## Your assignment
Return each line of the records below that contains the word "give".

## Data to examine
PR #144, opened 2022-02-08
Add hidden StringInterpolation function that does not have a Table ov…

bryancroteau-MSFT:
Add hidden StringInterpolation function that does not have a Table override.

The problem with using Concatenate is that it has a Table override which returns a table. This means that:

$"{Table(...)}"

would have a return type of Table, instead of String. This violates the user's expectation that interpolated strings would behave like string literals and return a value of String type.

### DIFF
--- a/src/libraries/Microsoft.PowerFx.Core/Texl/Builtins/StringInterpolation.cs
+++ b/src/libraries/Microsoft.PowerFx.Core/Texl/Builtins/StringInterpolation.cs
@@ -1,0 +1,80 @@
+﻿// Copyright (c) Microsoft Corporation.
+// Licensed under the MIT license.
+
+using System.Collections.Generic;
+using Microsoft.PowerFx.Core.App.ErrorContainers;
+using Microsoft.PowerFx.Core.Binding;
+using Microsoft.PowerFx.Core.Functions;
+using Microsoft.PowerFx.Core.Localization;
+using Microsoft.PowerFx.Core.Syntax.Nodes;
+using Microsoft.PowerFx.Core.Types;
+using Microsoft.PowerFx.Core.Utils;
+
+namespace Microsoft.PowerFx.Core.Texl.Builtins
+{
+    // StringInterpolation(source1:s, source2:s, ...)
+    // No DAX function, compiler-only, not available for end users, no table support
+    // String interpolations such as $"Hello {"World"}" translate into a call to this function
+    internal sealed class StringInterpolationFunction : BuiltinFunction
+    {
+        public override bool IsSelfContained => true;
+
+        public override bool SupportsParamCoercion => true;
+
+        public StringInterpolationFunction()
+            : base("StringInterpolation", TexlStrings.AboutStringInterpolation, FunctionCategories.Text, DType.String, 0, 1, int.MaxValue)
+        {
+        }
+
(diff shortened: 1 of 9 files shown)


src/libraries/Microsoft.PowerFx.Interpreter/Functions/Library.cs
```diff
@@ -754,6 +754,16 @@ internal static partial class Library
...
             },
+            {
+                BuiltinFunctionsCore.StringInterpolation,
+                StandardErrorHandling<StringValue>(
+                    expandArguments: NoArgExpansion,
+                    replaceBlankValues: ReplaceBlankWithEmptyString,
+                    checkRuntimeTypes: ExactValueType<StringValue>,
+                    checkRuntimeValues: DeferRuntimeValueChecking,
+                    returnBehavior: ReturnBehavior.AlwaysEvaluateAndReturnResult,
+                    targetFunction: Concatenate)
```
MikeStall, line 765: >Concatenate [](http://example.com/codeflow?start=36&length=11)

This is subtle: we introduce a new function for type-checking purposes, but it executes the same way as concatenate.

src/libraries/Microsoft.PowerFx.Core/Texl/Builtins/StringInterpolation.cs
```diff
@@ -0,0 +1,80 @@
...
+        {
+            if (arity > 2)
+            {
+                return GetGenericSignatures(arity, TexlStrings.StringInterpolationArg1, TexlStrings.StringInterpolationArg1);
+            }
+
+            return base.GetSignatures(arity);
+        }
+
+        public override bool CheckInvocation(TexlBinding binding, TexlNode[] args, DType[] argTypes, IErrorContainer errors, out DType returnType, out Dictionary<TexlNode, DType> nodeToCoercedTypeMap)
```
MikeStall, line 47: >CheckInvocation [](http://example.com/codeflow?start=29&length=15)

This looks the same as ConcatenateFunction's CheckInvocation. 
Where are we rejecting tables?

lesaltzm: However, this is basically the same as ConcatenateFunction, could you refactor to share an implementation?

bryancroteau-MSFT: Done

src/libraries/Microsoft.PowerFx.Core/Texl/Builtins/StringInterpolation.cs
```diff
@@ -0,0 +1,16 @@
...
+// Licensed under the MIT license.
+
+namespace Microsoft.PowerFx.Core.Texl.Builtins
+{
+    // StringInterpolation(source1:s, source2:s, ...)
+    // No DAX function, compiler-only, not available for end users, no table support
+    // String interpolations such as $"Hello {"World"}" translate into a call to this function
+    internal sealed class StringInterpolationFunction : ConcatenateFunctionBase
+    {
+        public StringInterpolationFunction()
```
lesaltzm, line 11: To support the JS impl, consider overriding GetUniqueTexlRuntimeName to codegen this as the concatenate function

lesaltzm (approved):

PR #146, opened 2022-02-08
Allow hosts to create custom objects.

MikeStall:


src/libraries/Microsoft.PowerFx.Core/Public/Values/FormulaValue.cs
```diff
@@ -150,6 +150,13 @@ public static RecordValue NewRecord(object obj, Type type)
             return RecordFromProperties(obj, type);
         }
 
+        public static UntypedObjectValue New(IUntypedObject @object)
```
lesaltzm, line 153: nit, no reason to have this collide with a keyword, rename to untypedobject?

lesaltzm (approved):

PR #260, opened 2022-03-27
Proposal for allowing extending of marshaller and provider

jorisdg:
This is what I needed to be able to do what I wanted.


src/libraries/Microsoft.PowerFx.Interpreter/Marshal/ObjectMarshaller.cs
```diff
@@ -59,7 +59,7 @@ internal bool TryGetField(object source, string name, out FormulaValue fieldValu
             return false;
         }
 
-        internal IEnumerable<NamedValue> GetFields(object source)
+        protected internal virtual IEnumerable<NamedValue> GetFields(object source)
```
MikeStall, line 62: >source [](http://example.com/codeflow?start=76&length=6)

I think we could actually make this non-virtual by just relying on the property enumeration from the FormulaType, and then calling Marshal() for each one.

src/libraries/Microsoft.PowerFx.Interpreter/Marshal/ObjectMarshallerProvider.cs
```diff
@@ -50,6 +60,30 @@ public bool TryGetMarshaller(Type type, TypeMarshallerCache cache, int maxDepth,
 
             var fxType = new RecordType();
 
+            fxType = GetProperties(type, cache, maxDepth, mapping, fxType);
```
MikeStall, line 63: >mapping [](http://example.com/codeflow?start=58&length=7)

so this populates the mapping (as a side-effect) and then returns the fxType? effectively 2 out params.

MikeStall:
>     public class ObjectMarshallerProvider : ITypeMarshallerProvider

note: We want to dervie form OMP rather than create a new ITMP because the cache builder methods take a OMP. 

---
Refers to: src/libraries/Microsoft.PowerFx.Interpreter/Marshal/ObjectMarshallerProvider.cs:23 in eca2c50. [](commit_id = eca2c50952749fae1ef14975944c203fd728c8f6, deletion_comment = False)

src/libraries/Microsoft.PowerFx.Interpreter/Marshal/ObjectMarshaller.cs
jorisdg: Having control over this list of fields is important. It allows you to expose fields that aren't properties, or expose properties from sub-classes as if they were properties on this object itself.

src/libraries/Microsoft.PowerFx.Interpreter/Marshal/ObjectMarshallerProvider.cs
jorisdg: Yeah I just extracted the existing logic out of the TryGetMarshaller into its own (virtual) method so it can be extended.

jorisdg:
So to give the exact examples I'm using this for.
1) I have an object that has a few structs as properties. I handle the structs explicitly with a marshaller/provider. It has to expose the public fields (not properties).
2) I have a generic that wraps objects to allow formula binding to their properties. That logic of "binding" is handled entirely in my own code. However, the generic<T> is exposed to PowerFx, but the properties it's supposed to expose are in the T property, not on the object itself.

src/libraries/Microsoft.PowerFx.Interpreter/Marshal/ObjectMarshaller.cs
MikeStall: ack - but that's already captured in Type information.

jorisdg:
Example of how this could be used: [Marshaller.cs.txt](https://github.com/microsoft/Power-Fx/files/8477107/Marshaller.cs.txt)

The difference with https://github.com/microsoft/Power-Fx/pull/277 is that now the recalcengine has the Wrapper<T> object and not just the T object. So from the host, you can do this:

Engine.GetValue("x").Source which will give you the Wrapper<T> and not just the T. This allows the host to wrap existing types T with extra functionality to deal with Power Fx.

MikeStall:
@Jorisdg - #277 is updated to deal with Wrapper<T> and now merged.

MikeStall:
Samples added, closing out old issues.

## Answer
So to give the exact examples I'm using this for.
Engine.GetValue("x").Source which will give you the Wrapper<T> and not just the T. This allows the host to wrap existing types T with extra functionality to deal with Power Fx.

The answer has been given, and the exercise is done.